For shadow IT projects, management must impress the seriousness of creating data stores which are extra to the main store and are unknown to the organisation. But for their part, management must commit to making the main data store, whether that’s a cloud, a data centre, or a data lake, as easy to use as possible. Otherwise, employees and customers will find a way of climbing over the safety fence.
Mitigating Risk by Design
One factor intensifying the risk comes into effect in May: GDPR. After the compliance process, many businesses will be better organised to invest in understanding their data. But GDPR is a demanding piece of legislation. It asks businesses with sophisticated IT departments to reach the top of their capability in complying. It follows, therefore, that many companies will be left behind.
One very simple way to mitigate risk is to delete irrelevant data. Marketing is a ‘legitimate interest’ but there’s quite some consternation over how much data retained from a pre-GDPR era companies should retain. (Technically you need to have acquired all data to a GDPR standard including retrospective data; however, marketing is a ‘legitimate interest.’ We advise you seek a lawyer for specific compliance advice).

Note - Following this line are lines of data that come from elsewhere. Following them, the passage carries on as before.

PR #520, opened 2017-10-12
Allow nullable argument parameters

benji07:
I just update to the last version and my nullable parameters doesn't work

The following code work with the 4.0 version of the bundle, but not with the 5.0

```
/**
 * @Security("has_role('ROLE_ADMIN')")
 */
public function listAction(User $currentUser, ?Customer $customer = null)
{
}
```


fabpot:
Thank you @benji07.

PR #523, opened 2017-10-20
Fix branch alias.

derrabus:
Currently, master contains the 5.0.x branch. Let's not confuse Composer with outdated information. 😉


fabpot:
Good catch, thanks @derrabus.

PR #529, opened 2017-11-14
Fixed a syntax issue in the docs

javiereguiluz:
This makes docs render wrongly (see https://symfony.com/doc/master/bundles/SensioFrameworkExtraBundle/annotations/converters.html)


fabpot:
Good catch, thanks @javiereguiluz.

PR #530, opened 2017-11-18
Remove internals from autowiring

Simperfit:
The bug does not seems to be in 3.0.

#SymfonyConHackday2017

### DIFF
--- a/DependencyInjection/SensioFrameworkExtraExtension.php
+++ b/DependencyInjection/SensioFrameworkExtraExtension.php
@@ -103,10 +103,10 @@ class SensioFrameworkExtraExtension extends Extension
                 if (class_exists(SecurityExpressionLanguage::class)) {
                     $container->setAlias('sensio_framework_extra.security.expression_language', new Alias($config['security']['expression_language'], false));
                 } else {
-                    $container->removeDefinition('Sensio\Bundle\FrameworkExtraBundle\Security\ExpressionLanguage');
+                    $container->removeDefinition('sensio_framework_extra.security.expression_language.default');
                 }
             } else {
-                $container->removeDefinition('Sensio\Bundle\FrameworkExtraBundle\Security\ExpressionLanguage');
+                $container->removeDefinition('sensio_framework_extra.security.expression_language.default');
             }
 
             if (PHP_VERSION_ID < 70000) {
@@ -137,7 +137,7 @@ class SensioFrameworkExtraExtension extends Extension
 
         if (!empty($config['templating']['controller_patterns'])) {
             $container
-                ->getDefinition('Sensio\Bundle\FrameworkExtraBundle\Templating\TemplateGuesser')
+                ->getDefinition('sensio_framework_extra.view.guesser')
                 ->addArgument($config['templating']['controller_patterns']);
         }
 
--- a/Resources/config/converters.xml
+++ b/Resources/config/converters.xml
@@ -7,22 +7,22 @@
     <services>
         <service id="Sensio\Bundle\FrameworkExtraBundle\EventListener\ParamConverterListener" class="Sensio\Bundle\FrameworkExtraBundle\EventListener\ParamConverterListener" public="false">
             <tag name="kernel.event_subscriber" />
-            <argument type="service" id="Sensio\Bundle\FrameworkExtraBundle\Request\ParamConverter\ParamConverterManager" />
+            <argument type="service" id="sensio_framework_extra.converter.manager" />
             <argument>true</argument>
         </service>
 
-        <service id="Sensio\Bundle\FrameworkExtraBundle\Request\ParamConverter\ParamConverterManager" class="Sensio\Bundle\FrameworkExtraBundle\Request\ParamConverter\ParamConverterManager" />
+        <service id="sensio_framework_extra.converter.manager" class="Sensio\Bundle\FrameworkExtraBundle\Request\ParamConverter\ParamConverterManager" />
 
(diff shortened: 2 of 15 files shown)


DependencyInjection/SensioFrameworkExtraExtension.php
```diff
@@ -103,10 +103,10 @@ public function load(array $configs, ContainerBuilder $container)
                 if (class_exists(SecurityExpressionLanguage::class)) {
                     $container->setAlias('sensio_framework_extra.security.expression_language', new Alias($config['security']['expression_language'], false));
                 } else {
-                    $container->removeDefinition('Sensio\Bundle\FrameworkExtraBundle\Security\ExpressionLanguage');
+                    $container->removeDefinition('framework_extra_bundle.expression_language');
```
nicolas-grekas: the configuration prefix is "sensio_framework_extra", should use the same?

Simperfit:
Yes, I agree with you

2017-11-19 18:26 GMT+01:00 Nicolas Grekas <notifications@github.com>:

nicolas-grekas:
I just found #488, which this PR basically reverts. We should revert to the same names that we used before, don't you think?

Simperfit:
Yeah I agree, I'm going to do that

stof:
Reusing the old name has an advantage: it will avoid breaking bundles needing to deal with these services, if they kept support for the previous version of the bundle (I'm looking at FOSRestBundle here).

fabpot:
Thank you @Simperfit.

Resources/config/converters.xml
```diff
@@ -7,22 +7,22 @@
...
             <argument type="service" id="sensio_framework_extra.converter.doctrine.orm.expression_language" on-invalid="null" />
         </service>
 
-        <service id="Sensio\Bundle\FrameworkExtraBundle\Request\ParamConverter\DateTimeParamConverter" class="Sensio\Bundle\FrameworkExtraBundle\Request\ParamConverter\DateTimeParamConverter" public="false">
+        <service id="framework_extra_bundle.date_time_param_converter" class="Sensio\Bundle\FrameworkExtraBundle\Request\ParamConverter\DateTimeParamConverter" public="false">
             <tag name="request.param_converter" converter="datetime" />
         </service>
 
-        <service id="Symfony\Component\ExpressionLanguage\ExpressionLanguage" class="Symfony\Component\ExpressionLanguage\ExpressionLanguage" public="false" />
+        <service id="framework_extra_bundle.expression_language" class="Symfony\Component\ExpressionLanguage\ExpressionLanguage" public="false" />
```
stof: shouldn't it be `sensio_framework_extra.converter.doctrine.orm.expression_language` to match what is used in the `framework_extra_bundle.doctrine_param_converter` service ?

Resources/config/security.xml
```diff
@@ -5,9 +5,9 @@
     xsi:schemaLocation="http://symfony.com/schema/dic/services http://symfony.com/schema/dic/services/services-1.0.xsd">
 
     <services>
-        <service id="Sensio\Bundle\FrameworkExtraBundle\EventListener\SecurityListener" class="Sensio\Bundle\FrameworkExtraBundle\EventListener\SecurityListener" public="false">
-            <argument type="service" id="Sensio\Bundle\FrameworkExtraBundle\Request\ArgumentNameConverter" />
-            <argument type="service" id="sensio_framework_extra.security.expression_language" on-invalid="null" />
+        <service id="sensio_framework_extra.security.listener" class="Sensio\Bundle\FrameworkExtraBundle\EventListener\SecurityListener" public="false">
+            <argument type="service" id="framework_extra_bundle.argument_name_convertor" />
+            <argument type="service" id="sensio_framework_extra.security.expression_language.default" on-invalid="null" />
```
stof: that's wrong. It must used the configured service (which will be an alias)

Resources/config/converters.xml
```diff
@@ -7,22 +7,22 @@
...
-            <argument type="service" id="Sensio\Bundle\FrameworkExtraBundle\Request\ParamConverter\ParamConverterManager" />
+            <argument type="service" id="sensio_framework_extra.converter.manager" />
             <argument>true</argument>
         </service>
 
-        <service id="Sensio\Bundle\FrameworkExtraBundle\Request\ParamConverter\ParamConverterManager" class="Sensio\Bundle\FrameworkExtraBundle\Request\ParamConverter\ParamConverterManager" />
+        <service id="sensio_framework_extra.converter.manager" class="Sensio\Bundle\FrameworkExtraBundle\Request\ParamConverter\ParamConverterManager" />
 
-        <service id="Sensio\Bundle\FrameworkExtraBundle\Request\ParamConverter\DoctrineParamConverter" class="Sensio\Bundle\FrameworkExtraBundle\Request\ParamConverter\DoctrineParamConverter" public="false">
+        <service id="framework_extra_bundle.doctrine_param_converter" class="Sensio\Bundle\FrameworkExtraBundle\Request\ParamConverter\DoctrineParamConverter" public="false">
```
stof: Lots of services are missing the `sensio_` part in the prefix, so they don't respect the best practices, and are not reverted to the old names

stof:
@fabpot this PR contains a bunch of mistakes when reverting to old ids

Simperfit:
I will add followup pr with the a bug fix for the mistake.

Ill do that today.

2017-11-30 12:27 GMT+01:00 Christophe Coevoet <notifications@github.com>:

weaverryan:
Yea, I approved too quickly - I thought it was a clean revert of the earlier PR :/

weaverryan:
Fixed in #534

PR #536, opened 2017-11-30
load files before removing definitions

### LINKED ISSUE #532: throw the Fatal error after upgrade v5.1.0
tim 20171130113229

the error:

```
Fatal error: Class 'Symfony\Component\ExpressionLanguage\ExpressionLanguage' not found in /data/www/datitong-admin/vendor/symfony/security/Core/Authorization/ExpressionLanguage.php on line 23

Fatal error: Class 'Symfony\Component\ExpressionLanguage\ExpressionLanguage' not found in /data/www/datitong-admin/vendor/symfony/dependency-injection/ExpressionLanguage.php on line 23
```

I know the reason are ``symfony/expression-language`` missing,  But should not appear after the update.

xabbuh:
Calling `removeDefinition()` before the configuration files have been
loaded may not have the desired effect if the files are only loaded
afterwards.

This should fix #532.


fabpot:
Thank you @xabbuh.

PR #539, opened 2017-12-06
Noted the template/directory change as BC break

### LINKED ISSUE #538: Unable to find template
Since pull #508, we've experteinced the error 'Unable to find template'. It appears [here](https://github.com/sensiolabs/SensioFrameworkExtraBundle/pull/508/files#diff-7cb1d2e06b631ebdc3c5471e12211ff9R70) that `strtolower` is used. Why was this done without notice in the first place?

screenshot from 2017-12-04 14-36-40

iltar:
Fixes #538.

`DefaultIndexController::fooBarAction` produces the following change as of 4.0:
```diff
- DefaultIndex/fooBar.html.twig
+ default_index/foo_bar.html.twig
```

This should've been noted as a BC break when using `@Template()`

### DIFF
--- a/CHANGELOG.md
+++ b/CHANGELOG.md
@@ -24,7 +24,7 @@ CHANGELOG
  * added @IsGranted() annotation
  * allowed to disable some converters
  * allowed to customize the @security message and status code
- * changed template name generation from camelCase to under_score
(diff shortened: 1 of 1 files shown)


fabpot:
Thank you @iltar.

PR #572, opened 2018-05-12
[ParamConverters] Hashids Converter

mdeboer:
ParamConverter that can decode attributes hashed with [Hashids](https://hashids.org) and pass them on to the inner ParamConverter (e.g. DoctrineParamConverter).

As the inner ParamConverter is free to choose I did not include a service definition. To use it you’ll need to add a service definition and set a priority (higher than the inner).

Also see closed PR #567

### DIFF
--- a/Request/ParamConverter/HashidsParamConverter.php
+++ b/Request/ParamConverter/HashidsParamConverter.php
@@ -1,0 +1,98 @@
+<?php
+
+/*
+ * This file is part of the Symfony package.
+ *
+ * (c) Fabien Potencier <fabien@symfony.com>
+ *
+ * For the full copyright and license information, please view the LICENSE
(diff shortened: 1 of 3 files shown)


mdeboer:
Hang on, I see my previous PR was merged. I'll update this PR with latest master.

mdeboer:
Okay, things are fixed except for PHP <= 5.5 support as Hashids requires >= 5.5. Maybe add the `--ignore-platform-reqs` parameter to the `composer install` command in travis? Then I'll only need to add the php requirements in the tests for it to work.

fabpot:
I don't think this belongs to this bundle. I don't want to add support for more converters if they are not widely useful. Thanks for proposing.

PR #576, opened 2018-06-29
Make "sensio_framework_extra.router.annotations" disabled by default

Mediagone:
The config builder was not updated to match the new deprecations introduced in 5.2, then having `sensio_framework_extra.router.annotations` still defaulted to TRUE raises deprecation notices if no `framework_extra.yaml` file (with annotations disabled) is present in the project.

### DIFF
--- a/DependencyInjection/Configuration.php
+++ b/DependencyInjection/Configuration.php
@@ -37,7 +37,7 @@ class Configuration implements ConfigurationInterface
                 ->arrayNode('router')
                     ->addDefaultsIfNotSet()
                     ->children()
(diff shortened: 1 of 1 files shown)


cybernet:
and this isn't merged ... because ?

xabbuh:
Changing the default value would be a BC break. But there is a pull request for the recipe (see symfony/recipes#430) to disable this option by default when the bundle is installed in a Flex application.

fabpot:
Closing as we cannot change the default value.

fabpot:
I've done the change directly in the Symfony Standard Edition: see symfony/symfony-standard#1133

PR #579, opened 2018-07-19
Added failing test case for template guesser bug

Padam87:
In a Symfony 4, if you create a controller in `App\Controller` which extends a controller in a bundle, the `@Template` annotation will try to render the wrong view.

The main controller is not in a bundle, so the guesser will continue with the parent controller, and wrongly guess the parent's bundle.


Padam87:
Not sure how to go about fixing this.

Maybe check if the class is in the same namespace as the kernel?

fabpot:
See #783

Issue #580, opened 2018-07-20
Doctrine/common is deprecated


MaxandreOgeret:
https://github.com/doctrine/common/issues/826
https://github.com/symfony/symfony/pull/27609

nicolas-grekas:
Would you like to submit a PR?
You could take inspiration from https://github.com/symfony/symfony/pull/28038

PR #582, opened 2018-07-27
Remove direct dependencies on doctrine/common

MaxandreOgeret:
Removing deprecated doctrine/common.

https://github.com/sensiolabs/SensioFrameworkExtraBundle/issues/580#issuecomment-408376379

### DIFF
--- a/composer.json
+++ b/composer.json
@@ -15,7 +15,9 @@
         "symfony/framework-bundle": "^3.4|^4.0",
         "symfony/dependency-injection": "^3.3|^4.0",
         "symfony/http-kernel": "^3.3|^4.0",
-        "doctrine/common": "^2.2"
+        "doctrine/collections": "~1.0",
+        "doctrine/event-manager": "~1.0",
+        "doctrine/persistence": "~1.0"
     },
     "require-dev": {
         "symfony/expression-language": "^3.3|^4.0",
--- a/.travis.yml
+++ b/.travis.yml
@@ -8,15 +8,12 @@ cache:
         - .phpunit
 
 php:
-    - 5.5
-    - 5.6
-    - 7.0
     - 7.1
     - 7.2
 
 matrix:
     include:
-        - php: 7.0
+        - php: 7.1
           env: deps=low
     fast_finish: true
 


MaxandreOgeret:
I guess  
"doctrine/collections"
"doctrine/event-manager"
"doctrine/persistence":
are only compatible with php version >= 7.1

nicolas-grekas:
Yep, this forces PHP7.1 or higher. We'll have to bump the major version here to do this change.
The Travis matrix needs to be updated to make tests pass of course.

MaxandreOgeret:
Ok so my work here is done ? :)
Thanks for your help

nicolas-grekas:
If you can update the Travis matrix, that's still todo :)

MaxandreOgeret:
I guess, because it forces PHP7.1.
https://github.com/doctrine/common/issues/826
I think common will be removed in doctrine 3.0

Tobion:
Upping the php requirement does not require a new major version as it does not break bc.

nicolas-grekas:
It breaks the continuous migration path by forcing ppl to change two pieces of the infra at the same time (version of PHP + version of the package.)

Tobion:
They can update the php version without changing the SensioFrameworkExtraBundle. But this topic has been discussed alot of times. https://semver.org/#what-should-i-do-if-i-update-my-own-dependencies-without-changing-the-public-api

composer.json
```diff
@@ -15,7 +15,9 @@
         "symfony/framework-bundle": "^3.4|^4.0",
         "symfony/dependency-injection": "^3.3|^4.0",
         "symfony/http-kernel": "^3.3|^4.0",
-        "doctrine/common": "^2.2"
+        "doctrine/collections": "~1.0",
+        "doctrine/event-manager": "~1.0",
```
stof: does this bundle really use the Doctrine events ? AFAIK, it uses `doctrine/annotations` (missing here) and `doctrine/persistence`

composer.json
```diff
@@ -15,7 +15,9 @@
...
+        "doctrine/persistence": "~1.0"
```
stof: should use the caret operator for consistency.

nicolas-grekas:
@Tobion I'm not talking about semver but about the policy we have in Symfony. We have a pretty good track record over years of bumping PHP on major versions only. I don't see a reason to stop it now here.

Tobion:
I didn't know of this policy. At least in https://github.com/symfony/monolog-bundle/releases/tag/v3.3.0 it was violated then.

stof:
this one dropped support for EOLed PHP versions only. PHP 5.6 is not EOL yet

simensen:
Does this mean we can't merge this until EOL of PHP 5.6? Looks like that is at the end of the month? I'm getting warnings related to Doctrine's class loader in my message consumer and they are annoying since I cannot do anything about them. :(

Is there anything else that needs to be done on this PR to keep it from being merged on January 1st? :) Happy to see if I can pitch in on that if there is more to do.

stof:
this bundle is *not* using Doctrine ClassLoader. So this PR won't change that fact.

fabpot:
I've finished the work in #612

PR #585, opened 2018-09-03
Update the docs about Route and Method annotations

javiereguiluz:
This is still confusing for some users (see https://github.com/symfony/symfony-docs/issues/10142) so I propose to stop explaining the deprecated annotations and just explain how to upgrade.

### DIFF
--- a/Resources/doc/annotations/routing.rst
+++ b/Resources/doc/annotations/routing.rst
@@ -1,190 +1,61 @@
 @Route and @Method
 ==================
 
-.. caution::
+**Routing annotations of the SensioFrameworkExtraBundle are deprecated** since
+version 5.2 because they are now a core feature of Symfony.
 
-    Routing annotations of the SensioFrameworkExtraBundle are deprecated since version 5.2.
-    Configuring routes with annotations is now a core feature of Symfony. Please use it
-    instead as explained in :doc:`/routing`.
+How to Update your Applications
+-------------------------------
 
-Usage
------
+``@Route`` Annotation
+~~~~~~~~~~~~~~~~~~~~~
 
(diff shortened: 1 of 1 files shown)


Resources/doc/annotations/routing.rst
```diff
@@ -1,190 +1,61 @@
...
     }
 
-The ``index`` action of the ``Post`` controller is now mapped to the ``/``
-URL. This is equivalent to the following YAML configuration:
+``@Method`` Annotation
+~~~~~~~~~~~~~~~~~~~~~~
 
-.. code-block:: yaml
+The ``@Method`` annotation from SensioFrameworkExtraBundle has been removed.
+Instead, the Symfony ``@Route`` annotation defines a new ``methods`` option to
```
xabbuh: The `methods` option was introduced in Symfony 2.2. So I would not call it "new" here.

Resources/doc/annotations/routing.rst
```diff
@@ -1,190 +1,61 @@
...
+How to Update your Applications
+-------------------------------
 
-Usage
------
+``@Route`` Annotation
+~~~~~~~~~~~~~~~~~~~~~
 
-The ``@Route`` annotation maps a route pattern with a controller::
+The Symfony annotation has the same options as the SensioFrameworkExtraBundle
```
xabbuh: The `service` option is not part of the core `@Route` annotation. Maybe it's worth to mention here that you should use FQCN as service ids now.

Resources/doc/annotations/routing.rst
xabbuh: see symfony/symfony#6738 for the PR adding it in Symfony

PR #586, opened 2018-09-07
remove reference to no longer existing section

xabbuh:
That section was removed in PR #585.


fabpot:
Good catch, thanks @xabbuh.

PR #594, opened 2018-11-30
Fix deprecation for symfony/config 4.2

### LINKED ISSUE #593: Symfony 4.2 deprecation: A tree builder without a root node is deprecated
`A tree builder without a root node is deprecated since Symfony 4.2 and will not be supported anymore in 5.0.`

It happens here:
https://github.com/sensiolabs/SensioFrameworkExtraBundle/blob/9ef408febe2f12e70118ef61c6515035a06c5830/DependencyInjection/Configuration.php#L32-L33

I suppose it should [be fixed like this](https://github.com/symfony/monolog-bundle/pull/281), right? To be fully backwards compatible. If so, I can prepare a PR for it.

mhujer:
Fixed the same way as in https://github.com/doctrine/DoctrineBundle/pull/853

Closes #593

### DIFF
--- a/DependencyInjection/Configuration.php
+++ b/DependencyInjection/Configuration.php
@@ -29,8 +29,14 @@ class Configuration implements ConfigurationInterface
      */
     public function getConfigTreeBuilder()
     {
-        $treeBuilder = new TreeBuilder();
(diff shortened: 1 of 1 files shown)


mhujer:
Travis failure looks unrelated.

fabpot:
Thank you @mhujer.

PR #597, opened 2018-12-05
[DoctrineParamConverter][Docs] Add evict_cache documentation

IonBazan:
The documentation of `evict_cache` option was missing from `DoctrineParamConverter`. 
`map_method_signature` is undocumented too, but it is deprecated.


fabpot:
Thank you @IonBazan.

PR #600, opened 2018-12-11
Fix checking of invokable object controllers in ParamConverterListener

### LINKED ISSUE #599: Bug in checking controller callability ParamConverterListener
The second argument to `is_callable()` should be a `bool`. This line passes the string `__invoke`:

https://github.com/sensiolabs/SensioFrameworkExtraBundle/blob/1032c7077fd1a6f24f98b5a8377938000859f35d/EventListener/ParamConverterListener.php#L67

I suspect it's meant to be:

```php
} elseif (\is_object($controller) && \is_callable(array($controller, '__invoke'))) {
```

jaikdean:
This fixes #599


fabpot:
Thank you @jaikdean.

PR #602, opened 2019-01-15
Fix #574, split IsGrantedListener event

### LINKED ISSUE #574: Can't use IsGranted in combinason with the UserValueResolver
If you use the `UserValueResolver` to inject your user into a controller while using an `IsGranted` (or `Security`) annotation to limit the access to authenticated users like this

```php
/**
 * @IsGranted("ROLE_USER")
 */
public function myAction(UserInterface $user)
{
}
```

 you will get a 500 error for anonymous users because arguments resolving is done before triggering the listener that handle those annotations.

I'm not sure what is the best may solve this issue:
 - Putting the listener back to the controller event means we can't make decisions based on resolved arguments (unless we call the `ArgumentResolver` from the listener but that means running the resolving logic twice).
 - We could make the `UserValueResolver` throw a security exception if the user is anonymous, but it means the `IsGranted` annotation will still be ignored (and thus custom exception messages and status code wouldn't work).
 - We could make the argument resolving not throw immediately but instead wait after the `CONTROLLER_ARGUMENTS` event is dispatched to throw for missing arguments.

TomaszGasior:
Split IsGrantedListener::onKernelControllerArguments() event into
two separate events.

* New IsGrantedListener::onKernelController() is attached to
  KernelEvents::CONTROLLER and runs only @IsGranted annotations
  WITHOUT subject.
* IsGrantedListener::onKernelControllerArguments() is attached to
  KernelEvents::CONTROLLER_ARGUMENTS (no change here) but only
  runs @IsGranted annotations WITH subject.

This way simple @IsGranted annotations will be interpreted *before*
preparing arguments for controller action, which fixes #574.
As example — now, there is a way to type-hint UserInterface (from
Security bundle) in controller action without need to set nullable
type-hint.

### DIFF
--- a/EventListener/IsGrantedListener.php
+++ b/EventListener/IsGrantedListener.php
@@ -15,6 +15,7 @@ use Sensio\Bundle\FrameworkExtraBundle\Configuration\IsGranted;
 use Sensio\Bundle\FrameworkExtraBundle\Request\ArgumentNameConverter;
 use Symfony\Component\EventDispatcher\EventSubscriberInterface;
 use Symfony\Component\HttpKernel\Event\FilterControllerArgumentsEvent;
+use Symfony\Component\HttpKernel\Event\FilterControllerEvent;
 use Symfony\Component\HttpKernel\Exception\HttpException;
 use Symfony\Component\HttpKernel\KernelEvents;
 use Symfony\Component\Security\Core\Authorization\AuthorizationCheckerInterface;
@@ -36,6 +37,24 @@ class IsGrantedListener implements EventSubscriberInterface
         $this->authChecker = $authChecker;
     }
 
+    public function onKernelController(FilterControllerEvent $event)
+    {
+        $request = $event->getRequest();
+        /** @var $configurations IsGranted[] */
+        if (!$configurations = $request->attributes->get('_is_granted')) {
+            return;
+        }
+
+        $this->warnAboutAuthChecker();
+
+        foreach ($configurations as $configuration) {
+            // Only configurations WITHOUT subject.
+            if (null === $configuration->getSubject()) {
+                $this->checkIsGranted($configuration, null);
+            }
+        }
+    }
+
     public function onKernelControllerArguments(FilterControllerArgumentsEvent $event)
     {
         $request = $event->getRequest();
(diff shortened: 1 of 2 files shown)


TomaszGasior:
Unfortunately, my pull request fixes the problem only for one @IsGanted use case — when it's used WITHOUT subject. With subject specified, problem still exists and it's not possible to completely fix it with current Symfony architecture. But, for better developer experience, I added IsGrantedListener::onKernelException which warns Symfony user about unsupported usage of @IsGranted (with subject and UserInterface type hint).

https://i.imgur.com/jGmwfz9.png

It's a little bit hackish but in my opinion Symfony users are worth it. ;)

Koc:
I have the same problem, thanx for opening PR. Would be nice to merge it.
Only one thing that I don't understand - why are you subscribe to `kernel.exception` event?

// cc @fabpot

TomaszGasior:
>I have the same problem, thanx for opening PR. Would be nice to merge it.
>Only one thing that I don't understand - why are you subscribe to kernel.exception event?

My intention is to show for the user clear error message and instruct him how to fix the problem. Please see my comment: https://github.com/sensiolabs/SensioFrameworkExtraBundle/pull/602#issuecomment-455363970

mpoiriert:
When this pull request will be merge ?

Also a work around for using IsGranted with a subject is to have two is IsGranted annotation, one that validate a role (@IsGranted("ROLE_AUTHENTICATED")) and the other one with the subject. That way the first one will fail if the user is not authenticated and will stop everything else. Afterwards injection or annotation will be executed properly. This would be cleaner than have optional argument, will work with all the case. Still need this PR to be merge for it to work...

azjezz:
@TomaszGasior needs a rebase :)

nicolas-grekas:
@azjezz would you like to take over this PR? I'd then invite you to squash all commits from @TomaszGasior in one, then add yours + send a new PR, when you have some time :)

azjezz:
@nicolas-grekas sure :+1: :)

EventListener/IsGrantedListener.php
```diff
@@ -36,41 +41,92 @@ public function __construct(ArgumentNameConverter $argumentNameConverter, Author
...
+
+        foreach ($configurations as $configuration) {
+            // Only configurations WITHOUT subject.
+            if (null === $configuration->getSubject()) {
+                $this->checkIsGranted($configuration, null);
+            }
         }
+    }
+
+    public function onKernelControllerArguments(FilterControllerArgumentsEvent $event)
```
nicolas-grekas: this type hints a deprecated class, isn't it?
better remove the type hint and replace it with an annotation with the non-deprecated type
that'll preserve compat with 3.4 while preparing for 5.0
please check other event too

TomaszGasior:
Since I am busy on other work I hope @azjezz  will do good job. Sorry for late response. Closing this PR since @azjezz  may want create new. Thx!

A lean data policy mitigates short-term risk; however, this shuts out many of the advantages machine learning could soon provide. Machine learning should spot trends which you wouldn’t think to test for; but it will not be able to do so if there’s no data to test.
A better solution is to make certain the customer is adequately consenting and then to invest to make the data extremely secure. And further, to draft justifications which will explain the possible utility of that data in the case of a lawsuit.
Many small businesses using a public cloud will simply hope that their provider is compliant with GDPR. (“After all” they might reason, “Amazon is very big.”) It rationally follows that AWS will not lose the data and they will be compliant. Operators of public clouds, safeguarding the data, have levels of power analogous to banks’ with amount of stored value. There is some truth in this; but where possible, it is important for companies which collect data to take responsibility for it. After all, both the processor and the controller have legal responsibility for the other’s actions.
Customer Service by Design
One of the common cries of UX experts is that customer journeys should be simple. The paradox here is that simplicity requires complexity – something straightforward for the customer requires complex machinations and contortions on the vendor side.
When data of this nature became a live issue several years ago, many of the people responsible thought of it as a purely technical issue. There are some technical solutions, such as those our partners provide, but since business has come to rely on a layer of data and analytics members have learned that this is an organisational and operational challenge.
It is a challenge which concerns process and how a business is run. It is a challenge which concerns communications with customers and how to deliver a fantastic UX.
It is mainly a challenge about infrastructure, whereby the physical limitations of what employees can do should max the process and legal guidelines set out by management and the law. Having a flexible infrastructure, which can cope with the sheer weight of data, and which is agile enough to meet the demands of policy, customers, and the law, is now a requirement. Organisations must do the best they can.